Preferably, the arrangement includes known noise-floors for different bands: simple signal strength comparison will thus make it possible for the system to make a decision as whether a certain spectrum portion is currently used or not, while the system will not try to perform full signal recovery to ascertain who is transmitting and what.

An interesting characteristic that makes an Ultra-WideBand (UWB) architecture ideally suited for a spectrum scanning function is its wideband range: the definition of "Ultra-WideBand" is in fact currently applied to systems having an operational bandwidth in excess of 500 MHz. A very fast signal analysis capability is thus available in a UWB system, which makes it possible for the exemplary arrangement described herein to include a single, inexpensive receiver that does not use Ultra-WideBand technology for communication: in fact the arrangement employs only a relatively simple circuitry to have an Ultra-WideBand receiver and the comparator against the known signal strength is a very simple circuitry with programmable memory (i.e. flash memory).

The arrangement described herein also lends itself to be used in those systems that already embed a full Ultra-WideBand transceiver: in fact, it is possible to momentarily discontinue the normal communication behaviour, in coordination with the Medium Access Control (MAC) layer, and exploit only the receiving unit to perform fast spectrum scanning.

Brief description of the annexed drawings

The invention will now be described, by way of example only, with reference to the enclosed figures of drawing, wherein:

• Figure 1 shows an exemplary arrangement of a ultra-wideband receiver employed as a fast spectrum scanner,
• Figure 2 is a schematic diagram exemplary of possible operation of the arrangement of Figure 1, and
• Figure 3 is a chart illustrating an example of periodic usage pattern of the radio frequency band.

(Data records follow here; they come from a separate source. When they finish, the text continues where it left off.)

PR #4369, opened 2020-03-28
Various post version fixes

### LINKED ISSUE #4364: No way to see tag vandalism anymore
Before, you could see tag vandalism easily by looking at dark red/dark green changes in a user's post history. Now reverted tags are not shown differently anymore. This is a pretty serious loss of functionality.

Also ties to issue #4354 because this makes spotting differences much harder.

### LINKED ISSUE #4365: Post Versions: switching to advanced search should preserve current search parameters
Example:
https://danbooru.donmai.us/post_versions?search%5Bupdater_id%5D=508240&type=current
Click on "advanced", it redirects you to https://danbooru.donmai.us/post_versions/search and all search parameters are lost. It's expecially painful for large searches.

### LINKED ISSUE #4366: Post Versions search: Change "version" to dropdown and give it a clearer name
It's confusing what the current "version" field does in the post search 
image

It's not clear unless you're involved in the technicalities of the site that "version" means "version relative to each post". I didn't even know it did that until I asked in the discord.
A better way to have this parameter is turning it into a dropdown, maybe renamed to something like "Include uploaded version", and allow the parameters "Yes", "No", and "Only", with "No" setting the search to >1 and "Only" setting it to =1. This would help make the field clearer.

Detailed description of preferred embodiments of the invention

Figure 1 illustrates an exemplary arrangement of a spectrum estimator for a cognitive radio system (not shown as a whole, but of any known type). The arrangement operates in association with an antenna 100 that is configured to receive electromagnetic signals and an Ultra-WideBand (UWB) receiver 101 able to receive and process wideband-signal. The UWB receiver 101 may be of any known type in the art (see e.g. the documents cited in the introductory portion of this description).

It will be appreciated that the arrangement described herein properly exploits only the primary part of the UWB receiver (namely that portion of an UWB receiver adapted to scan the frequency spectrum to find out if signal is present over a given band). However, the UWB receiver 101 as shown herein may include extra circuits and logic required to perform full signal receiver functionality (synchronization, estimation etc.) for one or more standards. The availability of such full receiver capabilities, if cost-effective, may represent an asset, e.g. when specific processing of certain signals is important (e.g. to ascertain that signal with strength X detected in a certain band is actually of a given type e.g. GSM transmission).

Advantageously, the arrangement described herein includes a block 102 comprised of e.g. programmable logic, memory or similar circuitry adapted to store reference values for signal strengths over various bands expected to be covered by the scanning action performed by the UWB receiver 101. This information may be arranged e.g. in the form of a Threshold Look-Up Table block and used to verify whether the signal received is just background noise, or signal power likely to correspond to actual spectrum usage.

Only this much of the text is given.